For Professor Shears, who is rapidly becoming the go-to scientist to explain all things Cern it was this desire to find the answers to the big questions in physics that propelled her from the local comprehensive in rural Wiltshire to “the baptism of fire” of being the only girl in her A level physics class at the independent Dauntsey’s School, and from there to study physics at Imperial College London followed by a PhD in particle physics at Cambridge.

She was drawn to particle physics in particular because “you can’t get anything more fundamental than that. If you are really trying to understand something the most natural approach is for me to unwrap it and look at its constituent parts.

However, she says, “I learnt my craft at Cern back in the 1990s”, when she worked on the forerunner to the LHC, the LEP, a particle collider with much lower energy that looked at electrons.

Then in 2000 she won a Royal Society University Research Fellowship and went to work at the Fermilab particle physics facility near Chicago, where she continued to explore her research on high energy particle physics.

Four years later she was back at Cern, joining the LHCb experiment at the Large Hadron Collider particle accelerator, which was investigating differences between matter and antimatter, and testing the Standard Model of particle physics. Her own particular research focuses on exploring electroweak forces.

 “Cern is a wonderful place,” Shears says. “It is great to be able to do some fantastic science in such a great setting where there are so many nationalities (including a North Korean) without politics and with a common aim.”

“Yes, there is competition to get there first, but there is also a need to collaborate because of the hundreds of people needed to run our experiments.”

This sense of collaboration extends to the 650 members of the LHCb experiment who have to approve research before it is published.

“The hundreds of very high achievers at Cern keep trying to come up with cleverer and better ways of doing things. We urge each other on.”

Shears says that “yes, it is male” but that “there are women everywhere”, and the fact that it “really has changed” is noticeable when “you look back at documentaries shot in the 1980s at Cern and you can see how few women there were then.”

“Now there is a higher percentage of women” but it is “still not enough”, she admits.

“However, it was quite a shock to realise that I was the first female professor of physics at Liverpool. I think this is a positive sign that more and more women follow physics, and that times have definitely moved on from the days of gentleman scientists. There are quite a few women in our department and if I can get here, so can they.”

For Professor Spears the application of this antimatter research is not about interstellar space travel. It is about saving lives.

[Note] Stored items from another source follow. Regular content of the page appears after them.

PR #171, opened 2022-09-17
Adjust Onboarding's ContinueButton layout based on Mobile/Desktop target

johnny9:
This change registers a new QObject that can be used to check if the app is running in DESKTOP or MOBILE mode. Based on that value, adjustments to the ContinueButton's anchors will be made to match the spec for each configuration. 

[Windows](https://api.cirrus-ci.com/v1/artifact/github/bitcoin-core/gui-qml/win64/insecure_win_gui.zip?branch=pull/171)
[Intel macOS](https://api.cirrus-ci.com/v1/artifact/github/bitcoin-core/gui-qml/macos/insecure_mac_gui.zip?branch=pull/171)
[Apple Silicon macOS](https://api.cirrus-ci.com/v1/artifact/github/bitcoin-core/gui-qml/macos_arm64/insecure_mac_arm64_gui.zip?branch=pull/171)
[ARM64 Android](https://api.cirrus-ci.com/v1/artifact/github/bitcoin-core/gui-qml/android/insecure_android_apk.zip?branch=pull/171)

### DIFF
--- a/src/Makefile.qt.include
+++ b/src/Makefile.qt.include
@@ -35,6 +35,7 @@ QT_FORMS_UI = \
   qt/forms/transactiondescdialog.ui
 
 QT_MOC_CPP = \
+  qml/moc_appmode.cpp \
   qml/moc_nodemodel.cpp \
   qt/moc_addressbookpage.cpp \
   qt/moc_addresstablemodel.cpp \
@@ -107,6 +108,7 @@ QT_QRC_LOCALE_CPP = qt/qrc_bitcoin_locale.cpp
 QT_QRC_LOCALE = qt/bitcoin_locale.qrc
 
 BITCOIN_QT_H = \
+  qml/appmode.h \
   qml/bitcoin.h \
   qml/imageprovider.h \
   qml/nodemodel.h \
--- a/src/qml/bitcoin.cpp
+++ b/src/qml/bitcoin.cpp
@@ -11,6 +11,7 @@
 #include <logging.h>
 #include <node/interface_ui.h>
 #include <noui.h>
+#include <qml/appmode.h>
 #include <qml/imageprovider.h>
 #include <qml/nodemodel.h>
 #include <qml/util.h>
@@ -183,6 +184,14 @@ int QmlGuiMain(int argc, char* argv[])
     engine.addImageProvider(QStringLiteral("images"), new ImageProvider{network_style.data()});
 
     engine.rootContext()->setContextProperty("nodeModel", &node_model);
+
+#ifdef __ANDROID__
+    AppMode app_mode(AppMode::MOBILE);
+#else
+    AppMode app_mode(AppMode::DESKTOP);
+#endif // __ANDROID__
+
+    qmlRegisterSingletonInstance<AppMode>("org.bitcoincore.qt", 1, 0, "AppMode", &app_mode);
 
     engine.load(QUrl(QStringLiteral("qrc:///qml/pages/main.qml")));
     if (engine.rootObjects().isEmpty()) {
--- a/src/qml/controls/OnboardingInfo.qml
+++ b/src/qml/controls/OnboardingInfo.qml
@@ -5,8 +5,9 @@
 import QtQuick 2.15
 import QtQuick.Controls 2.15
 import QtQuick.Layouts 1.15
+import org.bitcoincore.qt 1.0
 
-Control {
+Item {
     id: root
     property alias banner: banner_loader.sourceComponent
     required property string buttonText
@@ -25,7 +26,10 @@ Control {
 
     implicitWidth: 600
 
-    contentItem: ColumnLayout {
+    ColumnLayout {
+        anchors.horizontalCenter: parent.horizontalCenter
+        width: parent.width
+        id: information
         spacing: 0
         Loader {
             id: banner_loader
@@ -49,11 +53,40 @@ Control {
             subtextMargin: root.subtextMargin
             subtextSize: root.subtextSize
         }
-        ContinueButton {
-            Layout.alignment: Qt.AlignCenter
-            Layout.topMargin: 40
-            text: root.buttonText
-            onClicked: swipeView.incrementCurrentIndex()
-        }
     }
+    ContinueButton {
+        id: continueButton
+        anchors.horizontalCenter: parent.horizontalCenter
+        anchors.topMargin: 40
+        anchors.bottomMargin: 60
+        anchors.leftMargin: 20
+        anchors.rightMargin: 20
+        text: root.buttonText
+        onClicked: swipeView.incrementCurrentIndex()
+    }
+
+    state: AppMode.state
+
+    states: [
+        State {
+            name: "MOBILE"
+            AnchorChanges {
+                target: continueButton
+                anchors.top: undefined
+                anchors.bottom: continueButton.parent.bottom
+                anchors.right: continueButton.parent.right
+                anchors.left: continueButton.parent.left
+            }
+        },
+        State {
+            name: "DESKTOP"
+            AnchorChanges {
+                target: continueButton
+                anchors.top: information.bottom
+                anchors.bottom: undefined
+                anchors.left: undefined
+                anchors.right: undefined
+            }
+        }
+    ]
 }
--- a/src/qml/appmode.h
+++ b/src/qml/appmode.h
@@ -1,0 +1,49 @@
+// Copyright (c) 2022 The Bitcoin Core developers
+// Distributed under the MIT software license, see the accompanying
+// file COPYING or http://www.opensource.org/licenses/mit-license.php.
+
+#ifndef BITCOIN_QML_APPMODE_H
+#define BITCOIN_QML_APPMODE_H
+
+#include <QObject>
+
+class AppMode : public QObject
+{
+    Q_OBJECT
+    Q_PROPERTY(bool isDesktop READ isDesktop NOTIFY modeChanged)
+    Q_PROPERTY(bool isMobile READ isMobile NOTIFY modeChanged)
+    Q_PROPERTY(QString state READ state NOTIFY modeChanged)
+
+public:
+    enum Mode {
+        DESKTOP,
+        MOBILE
+    };
+
+    explicit AppMode(Mode mode) : m_mode(mode)
+    {
+    }
+
+    bool isMobile() { return m_mode == MOBILE; }
+    bool isDesktop() { return m_mode == DESKTOP; }
+    QString state()
+    {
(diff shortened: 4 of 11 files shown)


johnny9:
After looking through this a bit, I believe the mobile and desktop specs are close enough that most of the top level layouts can be reused without having to provide a different root QML for mobile.  Certain components, however, will end up with more complex anchors/layout properties due to having two different states they can be in.

**DESKTOP:**
onboarding_1

**MOBILE:**
Screenshot_20220916-212819

jarolrod:
Concept ACK on fixing up the UI to fit our mobile design

src/qml/bitcoin.cpp
```diff
@@ -13,6 +13,7 @@
 #include <noui.h>
 #include <qml/imageprovider.h>
 #include <qml/nodemodel.h>
+#include <qml/appmode.h>
```
jarolrod, line 16: For 872807a05daeae9752a39df275a3aff602c942e4, please make the following style changes:

``` diff
diff --git a/src/qml/appmode.h b/src/qml/appmode.h
index 0148a4240..e45977318 100644
--- a/src/qml/appmode.h
+++ b/src/qml/appmode.h
@@ -15,14 +15,12 @@ class AppMode : public QObject
     Q_PROPERTY(QString state READ state NOTIFY modeChanged)
 
 public:
-    enum Mode
-    {
+    enum Mode {
         DESKTOP,
         MOBILE
     };
 
-    explicit AppMode(Mode mode) :
-        m_mode(mode)
+    explicit AppMode(Mode mode) : m_mode(mode)
     {
     }
 
@@ -31,12 +29,12 @@ public:
     QString state()
     {
         switch (m_mode) {
-            case MOBILE:
-                return "MOBILE";
-            case DESKTOP:
-                return "DESKTOP";
-            default:
-                return "DESKTOP";
+        case MOBILE:
+            return "MOBILE";
+        case DESKTOP:
+            return "DESKTOP";
+        default:
+            return "DESKTOP";
         }
     }
     Mode mode() const { return m_mode; }
diff --git a/src/qml/bitcoin.cpp b/src/qml/bitcoin.cpp
index c8687b5ed..291b39f53 100644
--- a/src/qml/bitcoin.cpp
+++ b/src/qml/bitcoin.cpp
@@ -11,9 +11,9 @@
 #include <logging.h>
 #include <node/interface_ui.h>
 #include <noui.h>
+#include <qml/appmode.h>
 #include <qml/imageprovider.h>
 #include <qml/nodemodel.h>
-#include <qml/appmode.h>
 #include <qml/util.h>
 #include <qt/guiconstants.h>
 #include <qt/guiutil.h>
```

You can get the same diff locally by running the following command on 872807a05daeae9752a39df275a3aff602c942e4
```
git diff -U0 HEAD~1.. | ./contrib/devtools/clang-format-diff.py -p1 -i -v
```

src/Makefile.qt.include
```diff
@@ -110,6 +111,7 @@ BITCOIN_QT_H = \
   qml/bitcoin.h \
   qml/imageprovider.h \
   qml/nodemodel.h \
+  qml/appmode.h \
```
jarolrod, line 114: please keep the list in alphabetical order, so we would make the following change to the file:

``` diff
diff --git a/src/Makefile.qt.include b/src/Makefile.qt.include
index 096cd116e..06b642d93 100644
--- a/src/Makefile.qt.include
+++ b/src/Makefile.qt.include
@@ -35,8 +35,8 @@ QT_FORMS_UI = \
   qt/forms/transactiondescdialog.ui
 
 QT_MOC_CPP = \
-  qml/moc_nodemodel.cpp \
   qml/moc_appmode.cpp \
+  qml/moc_nodemodel.cpp \
   qt/moc_addressbookpage.cpp \
   qt/moc_addresstablemodel.cpp \
   qt/moc_askpassphrasedialog.cpp \
@@ -108,10 +108,10 @@ QT_QRC_LOCALE_CPP = qt/qrc_bitcoin_locale.cpp
 QT_QRC_LOCALE = qt/bitcoin_locale.qrc
 
 BITCOIN_QT_H = \
+  qml/appmode.h \
   qml/bitcoin.h \
   qml/imageprovider.h \
   qml/nodemodel.h \
-  qml/appmode.h \
   qml/util.h \
   qt/addressbookpage.h \
   qt/addresstablemodel.h \
```

jarolrod (commented):
will continue testing, but some style fixups for now

johnny9:
Updated from  6412a3a to  1d10e8e

Changes:
 - fixed style issues in appmode.h
 - fixed include oridering in Makefile.qt.include to alphabetical
 - removed width changes to onboarding01-03 that are meant for a future commit

src/qml/bitcoin.cpp
johnny9: Thanks, that's really good info on the cpp style too.

src/qml/bitcoin.cpp
```diff
@@ -184,6 +185,14 @@ int QmlGuiMain(int argc, char* argv[])
 
     engine.rootContext()->setContextProperty("nodeModel", &node_model);
 
+#ifdef __ANDROID__
+    AppMode app_mode(AppMode::MOBILE);
+#else
+    AppMode app_mode(AppMode::DESKTOP);
+#endif // __ANDROID__
+
+    qmlRegisterSingletonInstance<AppMode>("com.bitcoincore.qt", 1, 0, "AppMode", &app_mode);
```
johnny9, line 194: not 100% sure that is the namespace that should be used but it is what was defined in the AndroidManifest.xml also.  org.bitcoin.qt might make more sense for both.

jarolrod:
Confirming this does as the description states

This pr on an android tablet:

| | | |
| - | - | - |
| Screenshot_20220920-210432 | Screenshot_20220920-210523 | Screenshot_20220920-210532 |

This pr on desktop:

| | | |
| - | - | - |
| Screen Shot 2022-09-20 at 9 55 57 PM | Screen Shot 2022-09-20 at 9 56 03 PM | Screen Shot 2022-09-20 at 9 56 07 PM |

src/qml/bitcoin.cpp
jarolrod: @hebasto what do you think about this URI namespace, see: https://doc.qt.io/qt-6/qqmlengine.html#qmlRegisterSingletonType

johnny9:
Updated  from 1d10e8e to eaba2d4 
Changes:
  - added newline to end of appmode.h
  - squashed commits

johnny9:
Updated from[ eaba2d4 ](https://github.com/bitcoin-core/gui-qml/commit/eaba2d4f6e52c690ab37193b1ede3173129c5274)to[ cd7f5a8](https://github.com/bitcoin-core/gui-qml/commit/cd7f5a837887366175be7ce74586bdb0fe46b6bf): 

  - Rebased with main

johnny9:
Updated from[ cd7f5a8 ](https://github.com/bitcoin-core/gui-qml/commit/cd7f5a837887366175be7ce74586bdb0fe46b6bf)to 8a3ee65

Changes:
  - Set the qml module namespace to org.bitcoincore.qt

src/qml/controls/OnboardingInfo.qml
```diff
@@ -49,11 +53,40 @@ Control {
...
+        anchors.bottomMargin: 60
+        anchors.leftMargin: 20
+        anchors.rightMargin: 20
+        text: root.buttonText
+        onClicked: swipeView.incrementCurrentIndex()
+    }
+
+    state: AppMode.state
+
+    states: [
```
jarolrod, line 70: An alternative would be to define anchor values for components inside of our theme file, and assign values in the same way we assign the color values; but when the mode changes, the anchor values change. I’ll make a branch implementing this idea and we can compare

jarolrod (commented):
Strong Concept ACK of course, just one thing that may be worth considering

src/qml/controls/OnboardingInfo.qml
jarolrod: The gist of the idea is: 

This checking of the AppMode state can just be hidden inside of the Theme file, and the theme passes the values we want to the component

johnny9: I'm not sure if it makes sense to move anchor values outside of the component definition since they are relative values that only make sense in a context that includes all of the components involved.

One thing I also learned while doing this is that Qt doesn't recommend conditional anchors bindings. "Because the evaluation order of bindings is not defined, it is not recommended to change anchors via conditional bindings, as this can lead to the ordering issue described above. In the following example the Rectangle will eventually grow to the full width of its parent, because both left and right anchors will be simultaneously set during binding update." (https://doc.qt.io/qt-6/qtquick-positioning-anchors.html#changing-anchors). That was my primary reason for using states and AnchorChanges which unfortunately requires more boilerplate than just using a tertiary.

src/qml/controls/OnboardingInfo.qml
```diff
@@ -5,8 +5,9 @@
 import QtQuick 2.15
 import QtQuick.Controls 2.15
 import QtQuick.Layouts 1.15
+import com.bitcoincore.qt 1.0
```
hebasto, line 8: It differs from `qmlRegisterSingletonInstance` call argument.

hebasto (commented):
Great to see such a PR that introduces mobile-specific code!

> This change registers a new QObject that can be used to check if the app is running in DESKTOP or MOBILE mode. 

At some point in the past we thought that desktop/mobile code will reside in separated directories. Using dedicated states for different platforms also looks ok.

Should we distinguish Android and iOS mobile devices?

johnny9:
Update from[ 8a3ee65 ](https://github.com/bitcoin-core/gui-qml/commit/8a3ee6581ece59e8fb23debd7c8370f8d9a70617)to 038caba:
  - Rebased with main
  - Fix a bad import from "com.bitcoincore.qt" to "org.bitcoincore.qt"

jarolrod (approved):
ACK 038caba43dbdda4b6e95a1da08272559c9623a9f

I have reviewed the code and agree that this can be merged. Also tested on both desktop and Android 12:

### Desktop
#### master

|    |    |
| -- | -- |
| Screen Shot 2022-10-03 at 11 37 42 PM | Screen Shot 2022-10-03 at 11 37 47 PM |

#### PR
|    |    |
| -- | -- |
| Screen Shot 2022-10-03 at 11 30 01 PM | Screen Shot 2022-10-03 at 11 30 14 PM |

### Mobile

#### master
|    |    |
| -- | -- |
|  |  |



#### PR
|    |    |
| -- | -- |
|  |  |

“Warp drives are unfeasible as antimatter is the most expensive substance ever made,” she says. “It takes hundreds of millions of Swiss francs to make a billionth of a gram of antimatter and it would in all likelihood take us until the end of time to make as much antimatter as a banana gives off.”

So while mixing matter and antimatter together may have been a very efficient power source for the Enterprise, in real life “there has to be a cheaper and quicker alternative for space travel”.

However, by harnessing the power of antimatter in a PET (Positron Emission Tomography) scan it shows that this research can be used to save people’s lives as well as search for the origins of the universe as it in effect “shines a torch on their illness as “the patient drinks a radioactive dye that gives off positrons or anti matter electrons that are soaked up disproportionately by tumors.”

For Professor Spears who will likely be appearing on a TV screen new you soon, the results announced today are only the start of the journey “that will see us trying to get more hints about what lies beyond the Standard Model”.

The future of the LHCb after the long shut down is not just take to take data at a higher energy [power output will almost double] but to take more data so we can examine the nature of CP violation in great depth. “And help us get a handle on the new physics.”

“If that does sound very Star Trek it is because, she says, they share “the same very optimistic view of the future”.